Jin Hao, director of the Institute of Industrial Economics of the Chinese Academy of Social Sciences, pointed out that after more than 30 years of sustained growth, China is already the world's largest manufacturing industry, but the industrialization process of a country depends not only on “flow” but also on "Stock", and the latter is what we lack. "On the surface, it seems that our manufacturing industry has no room for development, but in-depth view, except for individual fields such as high-speed rail, the technical commanding heights of most industries are not in China. This is in the past, our industrial development is generally flat. The lack of height and depth is directly related.

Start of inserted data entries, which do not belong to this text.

Issue #2219, opened 2024-05-17
Localisation update, translations for Thorium 3.0


llemeurfr:
Dear contributors, Thorium 3.0 will be released around May 20. The new version proposes a major update of the User Interface; several existing labels have been shortened and new features (mainly annotations) require new labels.

Localization is now eased by the use of GitLocalized, a simple translation tool. As usual, the English locale is the reference. 

Please go to https://gitlocalize.com/repo/9626 and Sign in with Github. Send us you Github ID so that we can add you as "translator". 

Choose your preferred language and open the json file in the interface. On the left side you'll see the English labels, on the right translated labels. Please check the existing translations. News labels will be blank in right cells, please fill them. There is a "comments" feature if a discussion is required on certain terms.  

When it is done, please Create a Review Request (top yellow button).   

# Thorium Localization (l10n) language translations

Information and discussions about localization and language translation process can be found in the [Thorium wiki l10n dedicated page](https://github.com/edrlab/thorium-reader/wiki/Localization-(l10n)-language-translations)

Actual known contributors are :

@horus68
@milliet
@martinpub
@Modeo147
@naglis
@jacoporinaldi
@peaceroad
@panaC
@nvdaes
@HadrienGardeur
@tofi86
@terhol-celia
@maitreya2019
@cary-rowen
@ThanatosDi
@georgegach
@sukiletxe

ThanatosDi:
I already Sign in with Github
https://gitlocalize.com/users/ThanatosDi

naglis:
https://gitlocalize.com/users/naglis

danielweck:
@naglis @ThanatosDi you are now team "translators" :)
Welcome and thank you

martinpub:
Thanks for the localisation call! For this round, @jonaslil will update the Swedish locale.

milliet:
@milliet

I'll make it ASAP,

Cheers
Pedro

Em sex., 17 de mai. de 2024, 04:28, L. Le Meur ***@***.***>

Both history and reality show that improving the quality of manufacturing cannot be achieved by investment. If we go down, we must rely on technological breakthroughs and cultural leadership. This change is difficult and painful. It is also the gateway for a considerable number of companies that may not be able to pass," he said.

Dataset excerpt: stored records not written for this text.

PR #2418, opened 2024-05-30
try to fix focus main in GoToLocator annotations/bookmark

### LINKED ISSUE #2384: need consistent behaviour: annotations, bookmarks, landmarks, search, TOC hyperlinks ... navigation ("goto locator") does not always focus keyboard into content area
To be verified: I think this works with bookmarks, landmarks, search, TOC (except the CTRL-SHIFT-N bug https://github.com/edrlab/thorium-reader/issues/2379 )

panaC:
Fixes #2384


src/renderer/reader/components/ReaderMenu.tsx
```diff
@@ -469,7 +469,9 @@ const AnnotationCard: React.FC<{ timestamp: number, annotation: IAnnotationState
                     e.preventDefault();
                     const closeNavAnnotation = !dockedMode && !(e.shiftKey && e.altKey);
                     goToLocator(annotation.locatorExtended.locator, closeNavAnnotation);
-                    dispatch(readerLocalActionAnnotations.focus.build(annotation));
+                    
+                    // not used anymore, TODO remove the action
+                    // dispatch(readerLocalActionAnnotations.focus.build(annotation));
```
danielweck, line 474: Ah, I think this is still needed, there is no focus steal, just highlighting and "scrolling into view" the currently active annotation. I need to test and verify my assumptions :)

danielweck (changes requested):

PR #2445, opened 2024-06-11
breadcrumb responsive

panaC:


arthur-lemeur (approved):

src/renderer/library/components/layout/BreadCrumb.tsx
```diff
@@ -5,141 +5,192 @@
...
-});
+    // I think it's not needed to run it inside an 'effect' because there are already a check of dependencies mutation
+    // React.useEffect(() => {
+    const spaceLeftWidth = Math.floor(spanLeft.current?.clientWidth || -1);
+    // const spaceLeftWidth = spanLeft.current?.clientWidth || -1;
+
+    // console.log(spaceLeftWidth, spanLeft.current?.clientWidth, containerWidth, between.length, firstOne.name.length, lastOne.name, lastOneFromBreadcrumbData.name);
+
+    if (between.length) {
+        if (lastOne.name !== lastOneFromBreadcrumbData.name || lastOne.path !== lastOneFromBreadcrumbData.path) {
```
panaC, line 128: If I follow your logic, we can imitates the useEffect dependencies check by using the `object.is` property instead of  triple equal comparaison. What is the rational to not use the react.useEffect to do this ? Why react do not provide a mechanism to automatically do this instead of manually check, do you have an idea ? I'm thinking on it

danielweck: this check is because useState doesn't shallow-compare the object keys, just referential identity comparison.

danielweck (changes requested):

package.json
```diff
@@ -255,6 +255,7 @@
     "@radix-ui/react-radio-group": "^1.1.3",
     "@radix-ui/react-tabs": "^1.0.4",
     "@radix-ui/react-tooltip": "^1.0.7",
+    "@react-hook/resize-observer": "^2.0.1",
```
panaC, line 258: https://github.com/radix-ui/primitives/blob/main/packages/react/use-size/src/useSize.tsx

Economic columnist Wu Xiaobo believes that after more than 30 years of continuous development, China has formed a stable and influential middle-class consumer group, whose demand for consumer goods and industrial manufactured goods is changing from quantity requirements to quality requirements. "The emergence of them actually constitutes a turning point in 'Made in China'."

The third test of transformation is how to compare the comparative advantages of domestic manufacturing industry from policy preferential and resource-based to complete industrial chain and market system.

Zhu Gaofeng, head of the research team of the Chinese Academy of Engineering's "Strengthening Powers Strategy", said that in the past few decades, policy preferences and the supply of land and labor factors have been sufficient, which has provided a comparative advantage for China's manufacturing industry to catch up with the world, but now these advantages are China’s becoming the second largest economy and the continuous improvement of the market legal environment have been difficult to maintain, but this does not mean that China’s manufacturing industry has lost its competitiveness. “Our current advantage is precisely the accumulation of the past 30 years. The new advantages include the improvement of the industrial chain and the strong domestic market. Now, are there not many companies moving out of China and moving back? The key is how to adapt to these changes."


Enterprises actively respond to the need to relive

In this environment, the authors have seen a high degree of overcapacity, weak market demand, and increased foreign exchange volatility. The short-term anxiety of the market and the development of medium- and long-term optimism have existed at the same time.

In the southeast coastal area, a clothing business owner spoke to the author, and 70% of the enterprises in his village have closed down in the past two or three years. “I myself lost more than 4 million to the bank’s running companies last year. yuan".

In a city in the south, the local government recommended to the author a large labor-intensive enterprise with a number of tens of thousands of workers as a model of “contrarian development”. However, the person in charge of the Hong Kong-owned enterprise once complained to the author, saying that I am very optimistic about the labor cost advantage of Myanmar and other places. "In the next two or three years, we will either shut down the factory or move the whole factory to Southeast Asia."

However, in this factory “one wall apart” in Shenzhen, Huawei’s rotating CEO Hu Houkun told the author that the world’s top communications company achieved global sales revenue of 288.2 billion yuan last year, up 20.6% year-on-year; net profit was 27.9 billion yuan. It grew by 32.7% year-on-year, which is a lot more than the sum of Ericsson, Alang and Nokia.

"In the next five years, we still have the confidence to continue to achieve steady growth of more than 10% per year!" In Jiangsu, Zhejiang and other places, the photovoltaic industry, which once fell into a trough, once again sprang up again, not only the whole industry realized a turnaround, but also a group of advantageous enterprises. Also stand out, the head of Trina Solar Group in Changzhou told the author that it is expected that this year's production capacity can account for one-tenth of the world's total, "being the world's first."